(Goal of the exercise) Look through the listing below and write out exactly the lines from the line with "- variable gate" to the line with "I could not", both included, and no others.

# # # # # # #

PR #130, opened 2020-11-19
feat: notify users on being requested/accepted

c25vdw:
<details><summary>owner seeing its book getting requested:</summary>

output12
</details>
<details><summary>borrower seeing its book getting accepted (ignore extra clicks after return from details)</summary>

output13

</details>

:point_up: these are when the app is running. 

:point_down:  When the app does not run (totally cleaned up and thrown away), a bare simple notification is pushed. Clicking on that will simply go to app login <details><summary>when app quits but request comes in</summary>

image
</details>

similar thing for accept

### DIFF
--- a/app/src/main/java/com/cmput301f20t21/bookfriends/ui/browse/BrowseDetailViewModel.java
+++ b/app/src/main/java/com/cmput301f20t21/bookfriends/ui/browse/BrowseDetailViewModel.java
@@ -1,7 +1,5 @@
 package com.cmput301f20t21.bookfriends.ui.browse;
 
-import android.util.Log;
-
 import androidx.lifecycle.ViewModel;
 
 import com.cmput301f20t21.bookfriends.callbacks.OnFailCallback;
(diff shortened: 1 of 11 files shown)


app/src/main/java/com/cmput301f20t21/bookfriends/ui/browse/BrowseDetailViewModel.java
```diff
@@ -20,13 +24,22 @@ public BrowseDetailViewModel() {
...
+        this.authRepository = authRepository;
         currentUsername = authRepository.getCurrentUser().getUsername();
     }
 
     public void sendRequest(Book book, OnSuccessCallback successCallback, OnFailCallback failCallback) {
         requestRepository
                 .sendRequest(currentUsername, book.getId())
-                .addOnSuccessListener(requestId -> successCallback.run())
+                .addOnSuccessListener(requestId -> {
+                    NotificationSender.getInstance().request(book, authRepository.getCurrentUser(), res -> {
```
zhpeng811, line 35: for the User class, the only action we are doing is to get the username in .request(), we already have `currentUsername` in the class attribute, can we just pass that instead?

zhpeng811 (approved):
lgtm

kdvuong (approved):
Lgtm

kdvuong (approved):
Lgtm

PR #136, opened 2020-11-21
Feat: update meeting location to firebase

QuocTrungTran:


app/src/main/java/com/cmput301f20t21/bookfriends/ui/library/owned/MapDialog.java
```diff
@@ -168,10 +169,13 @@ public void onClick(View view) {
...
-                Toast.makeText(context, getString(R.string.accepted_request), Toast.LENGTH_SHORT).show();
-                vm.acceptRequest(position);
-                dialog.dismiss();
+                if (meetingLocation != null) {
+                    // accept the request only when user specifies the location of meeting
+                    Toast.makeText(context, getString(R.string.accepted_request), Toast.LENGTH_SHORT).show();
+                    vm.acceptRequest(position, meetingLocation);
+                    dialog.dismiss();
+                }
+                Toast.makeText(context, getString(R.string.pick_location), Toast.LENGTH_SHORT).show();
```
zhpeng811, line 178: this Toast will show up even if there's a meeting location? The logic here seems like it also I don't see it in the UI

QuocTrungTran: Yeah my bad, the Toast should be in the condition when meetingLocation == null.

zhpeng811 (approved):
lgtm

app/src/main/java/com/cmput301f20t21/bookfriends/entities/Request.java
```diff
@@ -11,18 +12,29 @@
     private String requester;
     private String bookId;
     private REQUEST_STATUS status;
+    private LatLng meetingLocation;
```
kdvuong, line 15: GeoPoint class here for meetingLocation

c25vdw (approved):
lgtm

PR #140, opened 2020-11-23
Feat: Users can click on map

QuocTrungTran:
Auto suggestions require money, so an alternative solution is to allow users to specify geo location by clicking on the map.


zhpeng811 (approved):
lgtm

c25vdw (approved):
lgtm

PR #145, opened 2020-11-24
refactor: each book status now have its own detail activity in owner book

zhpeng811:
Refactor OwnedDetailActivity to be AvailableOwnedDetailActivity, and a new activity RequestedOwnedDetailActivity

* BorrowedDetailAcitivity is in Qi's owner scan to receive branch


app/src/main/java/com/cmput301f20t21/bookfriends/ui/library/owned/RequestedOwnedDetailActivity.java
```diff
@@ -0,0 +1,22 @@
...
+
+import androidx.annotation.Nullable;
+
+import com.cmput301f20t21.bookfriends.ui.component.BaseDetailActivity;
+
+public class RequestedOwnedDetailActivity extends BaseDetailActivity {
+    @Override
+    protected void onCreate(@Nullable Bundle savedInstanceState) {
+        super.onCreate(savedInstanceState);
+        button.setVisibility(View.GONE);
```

# # # # # # #

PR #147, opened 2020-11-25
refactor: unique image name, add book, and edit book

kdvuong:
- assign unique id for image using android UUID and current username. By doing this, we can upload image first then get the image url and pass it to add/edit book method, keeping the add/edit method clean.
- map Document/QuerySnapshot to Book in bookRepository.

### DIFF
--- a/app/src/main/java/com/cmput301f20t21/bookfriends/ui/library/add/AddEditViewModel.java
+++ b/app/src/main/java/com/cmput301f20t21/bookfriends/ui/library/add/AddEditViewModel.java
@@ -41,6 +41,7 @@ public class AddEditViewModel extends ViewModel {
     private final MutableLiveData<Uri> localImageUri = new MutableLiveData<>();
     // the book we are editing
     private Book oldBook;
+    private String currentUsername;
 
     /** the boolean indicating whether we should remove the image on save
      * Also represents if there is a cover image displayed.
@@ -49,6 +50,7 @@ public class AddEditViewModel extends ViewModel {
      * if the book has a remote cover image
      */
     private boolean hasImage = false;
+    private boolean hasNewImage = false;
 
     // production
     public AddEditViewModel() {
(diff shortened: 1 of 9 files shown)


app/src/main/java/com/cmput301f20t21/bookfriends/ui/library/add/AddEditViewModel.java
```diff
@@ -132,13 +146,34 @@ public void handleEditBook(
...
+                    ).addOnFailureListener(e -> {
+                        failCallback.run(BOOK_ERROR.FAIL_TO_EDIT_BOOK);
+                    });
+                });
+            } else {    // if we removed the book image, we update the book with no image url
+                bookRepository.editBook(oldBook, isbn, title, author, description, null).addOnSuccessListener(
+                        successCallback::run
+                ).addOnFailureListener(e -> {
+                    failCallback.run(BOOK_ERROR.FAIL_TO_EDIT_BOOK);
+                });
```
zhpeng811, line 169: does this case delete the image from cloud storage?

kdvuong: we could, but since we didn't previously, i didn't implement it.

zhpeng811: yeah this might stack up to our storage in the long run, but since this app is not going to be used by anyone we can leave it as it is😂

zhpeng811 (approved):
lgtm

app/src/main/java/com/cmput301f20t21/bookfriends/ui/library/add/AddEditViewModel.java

# # # # # # #

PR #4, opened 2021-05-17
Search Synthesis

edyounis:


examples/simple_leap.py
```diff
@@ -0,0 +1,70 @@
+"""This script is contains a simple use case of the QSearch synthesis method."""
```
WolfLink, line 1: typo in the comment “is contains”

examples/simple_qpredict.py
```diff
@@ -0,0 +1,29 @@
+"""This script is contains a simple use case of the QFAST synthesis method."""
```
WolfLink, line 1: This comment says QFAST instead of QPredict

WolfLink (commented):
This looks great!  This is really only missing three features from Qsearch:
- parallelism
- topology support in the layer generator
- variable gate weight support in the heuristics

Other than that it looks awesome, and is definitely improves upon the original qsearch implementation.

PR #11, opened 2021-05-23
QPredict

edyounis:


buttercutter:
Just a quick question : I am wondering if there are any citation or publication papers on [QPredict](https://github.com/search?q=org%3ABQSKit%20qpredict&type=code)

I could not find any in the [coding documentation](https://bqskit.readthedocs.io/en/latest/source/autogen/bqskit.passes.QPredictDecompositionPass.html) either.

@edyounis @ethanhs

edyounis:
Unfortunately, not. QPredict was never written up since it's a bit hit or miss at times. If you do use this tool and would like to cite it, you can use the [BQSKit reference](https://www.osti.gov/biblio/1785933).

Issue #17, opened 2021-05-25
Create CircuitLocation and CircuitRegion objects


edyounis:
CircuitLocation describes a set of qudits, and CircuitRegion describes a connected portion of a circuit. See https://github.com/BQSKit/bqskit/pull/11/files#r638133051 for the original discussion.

# # # # # # #

(Result of the task)
- variable gate weight support in the heuristics

Other than that it looks awesome, and is definitely improves upon the original qsearch implementation.

PR #11, opened 2021-05-23
QPredict

edyounis:


buttercutter:
Just a quick question : I am wondering if there are any citation or publication papers on [QPredict](https://github.com/search?q=org%3ABQSKit%20qpredict&type=code)

I could not find any in the [coding documentation](https://bqskit.readthedocs.io/en/latest/source/autogen/bqskit.passes.QPredictDecompositionPass.html) either.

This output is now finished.